Functional characterisation of naturally occurring genetic variants in the human TLR1-2-6 gene family

Résumé

Toll-like receptors are considered an essential component of the innate immune system, initiating inflammatory responses following infection of the host. Humans have 10 functional TLRs, differing in their subcellular distributions and the microbial agonists they sense. The phylogenetically-conserved TLR1-2-6 family is unique in that TLR1 and TLR6 form heterodimers with TLR2 to mediate signalling in response to agonists. Epidemiological genetic studies have identified several TLR variants that appear to influence susceptibility to infectious diseases, but the functional consequences of which remain largely unknown. Here, we assessed the functional impact of the TLR1-2-6 variants with altered amino-acid sequences segregating naturally in the human population.
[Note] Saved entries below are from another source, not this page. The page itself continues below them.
PR #793, opened 2015-11-03
Add Mailing lists reply

GuillaumeSeren:
Hi there,
as I wanted a way to reply quite simply to mailing list, see that 'old' PR:
https://github.com/pazz/alot/pull/479#issuecomment-152750321

Then I started to brew it for my use (I read many mailing list, thanks to notmuch / alot),
and I works well in my case, so here a quick sum up:
* It add --list to ':reply' to change the recipient header directly.
* It also add an option to activate, auto detect to reply to avoid adding --list all the time.
* The auto detect option is off by default so may not break other user's work-flow.

I try to keep it simple, and stick to the Mutt-like (L) Reply to the list,
so I do not added copy sender as cc because, it can be see as bad practice,
but maybe later.

Guillaume.

### DIFF
--- a/alot/commands/thread.py
+++ b/alot/commands/thread.py
@@ -117,7 +117,7 @@ class ReplyCommand(Command):
         :type message: `alot.db.message.Message`
         :param all: group reply; copies recipients from Bcc/Cc/To to the reply
         :type all: bool
-        :param listreply: reply to list
+        :param listreply: reply to list; autodetect if unset and enabled in config
         :type listreply: bool
         :param spawn: force spawning of editor in a new terminal
         :type spawn: bool
@@ -163,6 +163,11 @@ class ReplyCommand(Command):
             if not subject.lower().startswith(('re:', rsp.lower())):
                 subject = rsp + subject
         envelope.add('Subject', subject)
+
+        # Auto-detect ML
+        auto_replyto_mailinglist = settings.get('auto_replyto_mailinglist')
+        if auto_replyto_mailinglist and mail['List-Id']:
+            self.listreply = True
 
         # set From-header and sending account
         try:
@@ -227,7 +232,8 @@ class ReplyCommand(Command):
                 to = mail['To']
             logging.debug('mail list reply to: %s' % to)
             # Cleaning the 'To' in this case
-            envelope.__delitem__('To')
+            if envelope.get('To') is not None:
+                envelope.__delitem__('To')
 
         # Finally setup the 'To' header
         envelope.add('To', decode_header(to))
--- a/alot/commands/thread.py
+++ b/alot/commands/thread.py
@@ -103,7 +103,8 @@ def determine_sender(mail, action='reply'):
 
 @registerCommand(MODE, 'reply', arguments=[
     (['--all'], {'action': 'store_true', 'help': 'reply to all'}),
-    (['--list'], {'action': 'store_true', 'dest': 'listreply', 'help': 'reply to list'}),
+    (['--list'], {'action': BooleanAction, 'default': None,
+                  'dest': 'listreply', 'help': 'reply to list'}),
     (['--spawn'], {'action': BooleanAction, 'default': None,
                    'help': 'open editor in new window'})])
 class ReplyCommand(Command):
@@ -111,7 +112,7 @@ class ReplyCommand(Command):
     """reply to message"""
     repeatable = True
 
-    def __init__(self, message=None, all=False, listreply=False, spawn=None, **kwargs):
+    def __init__(self, message=None, all=False, listreply=None, spawn=None, **kwargs):
         """
         :param message: message to reply to (defaults to selected message)
         :type message: `alot.db.message.Message`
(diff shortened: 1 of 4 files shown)


pazz:
very nice! did you have a look at my other comments for the previous patchset?
I think we should somehow specify (in the docs inline at least, but maybe in the help-sring for this option) what exactly the semantic of `--list` is. If it is the same as for some mutt feature, which is documented on the web, even a link could be helpful.
Apart from this I'd be happy to push this as it seems to be a recurring feature request.

GuillaumeSeren:
@pazz 
Yes I read the old PR and integrate nearly all feedback, except on the cc and groupreply stuff,
which I feel we can live without (maybe I'm wrong).

So about the L feature of mutt, despite to be very simple, what we know:
* The doc say "L	message is sent to a subscribed mailing list" http://dev.mutt.org/doc/manual.html#muttlists
* It need a mail to be setup in the muttrc to each account and mailing list (not easy to maintain), see http://www.jefftk.com/p/list-reply-in-mutt
* The message need the list-id param in the header, same idea here.

What I changed, I needed a reliable way to provide the list mail, because in some case it did not provide a Reply-To field which would be the perfect standard case, but not all mailing list provide it (and maybe my mail standard doc is a bit old -> http://people.dsv.su.se/~jpalme/ietf/mail-headers/mail-headers.html).

In my test it append, that some different software that provide the list or configuration, give different headers:
* 'X-BeenThere' is used at sourceforge and winehq ML.
* 'X-Mailing-List' is used by git-send-mail, and the git ML.

For upgrading the doc on --list I try to stay simple, but I can complete if you tell me what you need.

GuillaumeSeren:
I upgraded the branch with the new name for the list param, which now is called toList,
I think I've seen that one maybe in older thread, but I forget it.

pazz:
thanks for the followup info (see what i did there? :P) I must admit that I am still a bit confused about what exactly changes when i use `reply --list` instead of `reply` to a list mail.
Maybe we want to refer to http://dev.mutt.org/doc/manual.html#using-lists ?

Anyway, does anyone else have an opinion about this?

GuillaumeSeren:
Ok I upgraded the branch, I hope we're progressing !

GuillaumeSeren:
Hey I have started to implement the boolean but I am not sure to fully understand the action related to the different state, please explain me that:

State | Action
-----------------
None | Default action when no boolean is given, let the 'standard' behaviour like auto detect if enabled.
True  | Same action as the default let the configured behaviour append.
False | Override config behaviour, and so you can reply to the sender and not to the list.

Th logic can be inverted, but I think this go against the auto-detect mode, which can be disabled in the config, so I prefer the version above.

GuillaumeSeren:
Hey,
I finally assume we agree on the logic, and I add 2 more commits:
1775a6f Add force True / false option to --list$
28d4ec2 Add a boolean parameter to --list 

So while adding the boolean, to deactivate the auto-detection in the 28d4ec2,
I felt it would be better to also have a 'True' option to be able to fully control the feature.

Finally here is the logic:
* None: (default) Let the process as defined in config.                               
* True: Force 'autodetect_lists=True' and ignore config setup, Need list-id.          
* False: Force 'autodetect_lists=False' and just reply to the sender.

pazz:
that looks great!
Could you squash the last two commits, and maybe remove the debug logging?
Ah: and the line
```
if self.listreply == None or self.listreply == True:
```
can just be `if self.listreply` again after the last commit (because it will not be `None`).
I can do it myself if you don't mind waiting..
How about renaming the config option to something that contains the word `reply` ?
Otherwise people might think it has something to do with displaying list mails or so..

GuillaumeSeren:
I upgraded the branch with the following modifications:
* Squash last 2 commit into a single one.
* Delete the logging, still keeping the 'reply', each reply has one.
* Upgrade the 'if self.listreply == None or self.listreply == True:' into 'if self.listreply'.
* I renamed 'autodetect_lists' to 'auto_replyto_mailinglist', I hope it is better.

Hope it will be good ! :)

GuillaumeSeren:
Hey I come to check if you some time to review the PR ?

To me I think I get every point you give, feel free to send me some feedback.

Guillaume.

pazz:
sorry for the delay. i pushed it to testing for now. thanks

GuillaumeSeren:
Great !

GuillaumeSeren:
Hey,
Since you put those commit into the testing I can hope that they will be in the next stable right ?

When do you plan to tag it ?

pazz:
Quoting Guillaume Seren (2015-12-16 18:43:10)
>    Hey,
>    Since you put those commit into the testing I can hope that they will be
>    in the next stable right ?

It is in master already as of yesterday
> 
>    When do you plan to tag it ?

soon, there are only a handfull of small things I want to include..

GuillaumeSeren:
Oh great I didn't see that !

There is some other things I want to work on I will start some new branches \o/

We used an NF-κB reporter assay in TLR-transfected human embryonic kidney 293T cells stimulated with the corresponding TLR agonists. We found that among the 41 naturally occurring variants with amino-acid alterations identified in the TLR1-2-6 family, 14 of them (5 TLR1, 4 TLR2, and 5 TLR6 variants) displayed marked impairment of NF-B activation. Most of these variants are present at very low population frequencies and are population-specific. These observations suggest that rare, non-synonymous TLR mutations are likely to have deleterious effects on immune responses and may therefore contribute to complex susceptibility to infection at the population level.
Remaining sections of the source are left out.